# E - Drum help



## oracles (Apr 15, 2012)

So I've got a younger brother who's looking to get into drums and unfortunately my parents dont have the space to accomodate an acoustic kit for him, so they've opted for an electronic kit to save on space and noise, and asked me to pick out some options for them. Im working with a budget of $600-$800, and the options I've found so far are:

- Alesis DM8 Pro Alesis DM8 Pro Electronic Drum Set | Musician&#39;s Friend

- Yamaha DTX500K Yamaha DTX500K Electronic Drum Set | Musician&#39;s Friend

- Ddrum DD1 ddrum DD1 Electronic Drumset | GuitarCenter

So far I like the sound of the Alesis more, but im open to other options and suggestions you guys might have. He's going to be playing primarily metal and jazz styles if that helps as well. Thanks in advance for any help


----------



## iron blast (Apr 16, 2012)

try to either stretch to a dm10 or a roland td6 or higher kit if at all possible the sounds will be far better.


----------



## xeonblade (Apr 16, 2012)

If you have to choose from those go with DM8. Don't go with rubber pads EVER. Best ones should be mesh heads but those are on 1000e+ kits. You can replace DM8 heads with mesh heads later. DM8/10 have mylar heads.

Mesh>mylar>rubber


----------



## Bigsby (Apr 16, 2012)

i would save a little bit more and get a a dm10 or a roland kit like iron blast said

but if you can't from personal experience the ddrum dd1's are horrible so i would avoid those, 

the yamaha kit i noticed the pads were very hit or miss like a lot of the hits would not trigger i have tried the kit atleast 3 different times from brand new to used and it still had the same problem,

so i would go for the dm8 personally its just an all around a better kit, choke-able cymbals, dual zone snare and the tension adjustable heads are a plus too


----------



## ArrowHead (Apr 17, 2012)

If he has a laptop that can handle Superior or similar, forget about sounds.
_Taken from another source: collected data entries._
Issue #1733, opened 2026-07-09
bug(merge-tracker): reserved report numbers silently discarded when <= tracker max — row # permanently diverges from report file (follow-up to #1704)


Schlaflied:
## Problem

Same line as #1704, opposite branch:

```js
const entryNum = addition.num > maxNum ? addition.num : ++maxNum;
```

#1704/#1705 cover the `addition.num > maxNum` branch (collision detection). The `else` branch has a distinct, silent failure mode found by @kevind589 while running a real 11-URL parallel pipeline batch (full forensics in [#1704 (comment)](https://github.com/santifer/career-ops/issues/1704#issuecomment-4929129288)):

When `addition.num <= maxNum` — the **common** case, since report numbers come from `reserve-report-num.mjs` (counts off `reports/`) while `maxNum` comes from `applications.md`'s row count, two independent counters — the addition's own reserved number is **discarded** and replaced with `++maxNum`. No collision, no warning, but the report file's embedded number (filename + Machine Summary YAML) now permanently disagrees with the tracker row `#` it landed in.

**Observed blast radius:** 9 of 11 batch evaluations landed on tracker rows #418–#426 while their report files say 410–420 (e.g. `reports/415-hpe-cloudops-2026-07-09.md` → tracker row #421). Worse, `set-status.mjs 415` then silently edited a pre-existing, unrelated row #415 — a single, valid-looking, *wrong* match that #1705's duplicate-selector guardrail cannot catch (it guards 2+ matches, not exactly-one-wrong-match).

## Proposed fix (two independent layers)

1. **merge-tracker.mjs — prefer the addition's own number when it's free:** if `addition.num` is set and not already used by an existing row (and not claimed earlier in the same run), keep it as the tracker row `#` even when `<= maxNum`. Only fall back to `max+1`-style assignment when the number is genuinely taken — and in that fallback, warn loudly that the row number no longer matches the report file.
2. **set-status.mjs — report-link sanity check:** when the selector is a number and the matched row's `Report` column links a file whose embedded number differs, warn (or require `--force`) before writing. Independent defense that catches pre-existing drifted rows too.

Layer 1 stops new drift; layer 2 protects against the drift already in the wild.

## Relationship to #1705

Deliberately separate: #1705 = duplicate detection/prevention on the `>` branch; this = number fidelity on the `<=` branch. Both credit to @kevind589's field report for isolating the second mode. Happy to take this — implementation will land after/atop #1705 to avoid conflicting edits to the same line.

[...]

Issue #1425, opened 2026-07-02
verify-pipeline: detect duplicate reports (same company+role) and orphan reports (no tracker row)


santifer:
Surfaced by a real apply-run field test (~90 evaluations, one 8-subagent parallel fan-out).

## Problem

Two concurrent evaluators produced two reports for the SAME role. `merge-tracker` correctly dedups the TRACKER (update-in-place by score) and `verify-pipeline.mjs` checks tracker duplicates — but nothing detects:

1. Two `reports/*.md` files covering the same company+role
2. Report files with no corresponding tracker row (orphans)

Both were caught by eye, which doesn't scale.

## Proposal

Two new checks in `verify-pipeline.mjs`:
- **dup-report check**: group report files by (company-slug, role-slug), warn on >1
- **orphan check**: every `reports/NNN-*.md` must have a tracker row referencing report NNN; list the ones that don't

Warning-level (not fail) — duplicates can be legitimate (re-evaluation after a JD change).

PR #2370, opened 2026-07-31
fix(verify-pipeline): orphan check masks and invents orphans (#1425)

kevind589:
…real orphans (#1425)

Check 10 resolves "is this report referenced by a tracker row?" three ways. Two of them are wrong, and they fail in opposite directions — one hides real orphans, the other invents them.

1. The row's own number is credited UNCONDITIONALLY.

   Row and report numbers are independent counters that diverge in normal operation: #1733 established that a reserved report number is discarded when it is <= the tracker max, permanently desynchronising the two. Check 10 nonetheless treats a row's own number as a reference even when the cell links somewhere else, so a row numbered 306 that legitimately links report 311 also silently "references" an unrelated orphaned report 306 — and the orphan is never reported.

   The row number is now a last resort, used only when the cell carries no markdown link at all. Link-less legacy rows keep the old behaviour.

2. Only the FIRST link in a cell is read.

   `e.report.match(/\[(\d+)\]/)` returns one match. A cell may carry several — "[019](...) / [111](...)" is the documented form for a re-evaluation that keeps both reports on record — so every link after the first false-positives as an orphan. Now matched globally with matchAll, for both the [NNN] link text and the NNN- filename prefix.

Tests: five assertions added alongside the existing #1425 fixture, covering a dual-link cell, a row number colliding with an unrelated orphan, and a link-less row that must keep the fallback. Each was run against unpatched main first and observed failing on exactly the two defects above (2 failed), then against this change (0 failed) — a fixture that cannot fail proves nothing. Full node test-all.mjs passes: 2722 passed, 0 failed.

Refs #1425, #1733.

## What does this PR do?

Fixes two defects in verify-pipeline.mjs's orphan-report check (#1425). The row's own number was credited unconditionally, masking real orphans; and only the first link in a report cell was read, so dual-link cells false-positived. Adds five fixture assertions, each observed failing before being trusted.

## Type of change

- [X] Bug fix
- [ ] New feature

## Checklist

- [X] I have read [CONTRIBUTING.md](https://github.com/santifer/career-ops/blob/main/CONTRIBUTING.md)
- [X] My PR does not include personal data (CV, email, real names, scan results, or pipeline data)
- [X] I ran `node test-all.mjs` and all tests pass
- [X] My changes respect the [Data Contract](https://github.com/santifer/career-ops/blob/main/DATA_CONTRACT.md) (no modifications to user-layer files)
- [X] My changes align with the [project roadmap](https://github.com/santifer/career-ops/discussions/156)

---

## Summary by CodeRabbit

- **Bug Fixes**
  - Improved orphan report detection when tracker cells contain multiple report links.
  - Prevented unrelated row numbers from incorrectly matching reports when explicit links are present.
  - Preserved row-number fallback behavior for rows without report links.
  - Correctly recognizes linked reports so they are not flagged as orphaned.

- **Tests**
  - Added regression coverage for report-link resolution scenarios.

### DIFF
--- a/test-all.mjs
+++ b/test-all.mjs
@@ -6979,6 +6979,89 @@ try {
   fail(`verify-pipeline report checks crashed: ${e.message}`);
 }
 
+// ── VERIFY-PIPELINE ORPHAN REFERENCE RESOLUTION (#1425 follow-up) ────────────
+// Check 10 resolves "is this report referenced?" three ways. Two of them were
+// wrong:
+//   (a) a cell may carry SEVERAL links ("[901](…) / [902](…)" — a re-evaluation
+//       keeping both reports on record). A single .match() sees only the first,
+//       so every later link false-positives as an orphan.
+//   (b) the row's own number was credited UNCONDITIONALLY. Row and report
+//       numbers are independent counters that diverge in normal operation
+//       (#1733), so a row that links elsewhere silently "references" an
+//       unrelated report sharing its number, masking a real orphan.
+console.log('\n🧪 Testing verify-pipeline orphan reference resolution (#1425 follow-up)');
+try {
+  const orTmp = mkdtempSync(join(tmpdir(), 'career-ops-verify-orphan-'));
+  try {
+    const orReports = join(orTmp, 'reports');
+    mkdirSync(orReports, { recursive: true });
+    const orTracker = join(orTmp, 'applications.md');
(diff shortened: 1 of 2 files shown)


santifer:
Welcome to career-ops, @kevind589! Two real defects, one surgical fix: the row crediting its own number unconditionally (masking genuine orphans — the #1733 counter-divergence class, your quote checks out) and single .match() inventing orphans on dual-link re-evaluation cells. Verified it composes cleanly with today's normalizeTextKey work, 45 commits ahead of your base. Merged — your first contribution. 🚀

PR #2376, opened 2026-07-31
fix(liveness): classify transient 5xx as uncertain, not expired

### LINKED ISSUE #2371: bug(liveness): a transient 502/500/504 classifies as expired, so scan-history permanently filters a live posting
## What happens

`classifyLiveness()` (liveness-core.mjs) guards 403 and 503 as `access_blocked`, but every other 5xx falls through to the body heuristics. A gateway error body is short ("502 Bad Gateway / nginx"), so it lands in the `insufficient_content` branch and the posting classifies **expired**.

Repro, straight against the exported function:

```js
import { classifyLiveness } from './liveness-core.mjs';
classifyLiveness({ status: 502, bodyText: '502 Bad Gateway\nnginx', applyControls: [] });
// { result: 'expired', code: 'insufficient_content', ... }
```

Same for 500 and 504.

## Why it matters

A false "expired" is the failure mode this module goes out of its way to avoid everywhere else (the bot-challenge and redirected-off-posting paths both say so in their comments): `scan --verify` writes the offer to scan-history as `skipped_expired`, and `shouldDedupScanHistoryRow` then filters it from every future scan. One origin hiccup during a deploy and a live job disappears permanently.

The browser rung is affected too: `liveness-browser.mjs` passes the real HTTP status into `classifyLiveness`, and `page.goto` resolves (does not throw) on a 5xx, so nothing upstream catches it.

## Fix

Treat `status >= 500` as `uncertain` (a transient server error), keeping 503's more specific `access_blocked` code. 404/410 stay authoritative. PR with tests incoming.

Scott-Emberson:
Closes #2371.

`classifyLiveness()` guarded 403 and 503 as `access_blocked`, but any other 5xx fell through to the body heuristics, where a short gateway-error body ("502 Bad Gateway / nginx") lands in the `insufficient_content` branch and reads as **expired**. `scan --verify` then writes the offer to scan-history as `skipped_expired`, and `shouldDedupScanHistoryRow` filters it from every future scan, so a single origin hiccup permanently hides a live job.

The change: `status >= 500` returns `uncertain` with a new `server_error` code. 503 keeps its more specific `access_blocked` classification (checked first), and 404/410 stay authoritative expiry. No caller switches on the code string, so the new value is additive.

Tests: three transient statuses (500/502/504) assert `uncertain`/`server_error`, plus regression coverage that 503 keeps `access_blocked` and 404 still expires. `node tests/liveness-core.test.mjs` green.

## Summary by CodeRabbit

* **Bug Fixes**
  * Improved handling of server-side HTTP errors by classifying status codes 500 and above as uncertain rather than expired.
  * Preserved existing classifications for blocked-access responses, including HTTP 503, and expired responses for HTTP 404 and 410.

* **Tests**
  * Added regression coverage for HTTP 500, 502, 503, 504, 404, and 410 responses to ensure classifications remain accurate.

### DIFF
--- a/liveness-core.mjs
+++ b/liveness-core.mjs
@@ -132,6 +132,14 @@ export function classifyLiveness({ status = 0, requestedUrl = '', finalUrl = '',
   if (status === 403 || status === 503) {
     return { result: 'uncertain', code: 'access_blocked', reason: `HTTP ${status} (access blocked, likely anti-bot)` };
   }
+  // Any other 5xx is a transient origin error (502/504 gateway hiccups, 500s
+  // during deploys), not evidence the posting is gone. Without this guard the
+  // short error body ("502 Bad Gateway / nginx") falls through to the
+  // insufficient-content heuristic and reads as expired — and a false
+  // "expired" permanently dedup-filters a real job out of future scans.
+  if (status >= 500) {
+    return { result: 'uncertain', code: 'server_error', reason: `HTTP ${status} (transient server error)` };
+  }
 
   const expiredUrl = firstMatch(EXPIRED_URL_PATTERNS, finalUrl);
   if (expiredUrl) {
--- a/tests/liveness-core.test.mjs
+++ b/tests/liveness-core.test.mjs
@@ -59,3 +59,31 @@ classifyLiveness({
 }).result !== 'expired'
   ? pass('"job application form has been filled" (no "out") is NOT expired')
   : fail('false positive: "application form has been filled" read as an expired req');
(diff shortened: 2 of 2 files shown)


santifer:
Executed on both sides, @Scott-Emberson: main really did classify transient 5xx as expired (the #2371 repro live), your guard ordering keeps real 404/410 and 503 semantics exactly where they were, and server_error is genuinely additive downstream — nobody switches on it. Merged. 🚀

Get a copy of Superior 2 (if it's still onsale that's $170)
An Alesis Trigger IO ($100)
An Alesis USB pro kit ($550)
a set of mesh heads and foam ($55)

Total spent, around $800. And you'll have a full mesh kit, with a shit ton of room for expansion. By shit ton, I mean I currently have two trigger IO's duck taped together, running about 20 or so separate drum/rim/cymbal triggers.


----------



## xeonblade (Apr 18, 2012)

If you use Y splitter you can use tom rims for another pads since u wont be using tom rims 99% of time. You won't need another trigger IO 

ArrowHead: I've finally sold my Schecter and now I'm phoning music shops to see if I can get DM10 Studio or DM10 X without module so I can add Trigger IO to that. I won't go with USB Studio afterall. Mostly interested in DM10 X because of better rack and bigger pads.


----------



## ArrowHead (Apr 19, 2012)

Xeon, that's great news.


----------



## xeonblade (Apr 19, 2012)

Edit: Not so great news. Im lacking funds to buy DM10 X, have enough for DM10 Studio atm. Great life as highschoolboy, no income.
Called shops and they can't sell me sets without module. One shop have DM10 in stock but will only lower price by 250 without module (not by 500 which is retail price for module).
So I'd have to pay a lot more than. Around 730E for DM10 Studio without module + Trigger IO module.


----------



## ArrowHead (Apr 19, 2012)

Xeon, PM sent specifically for your concern.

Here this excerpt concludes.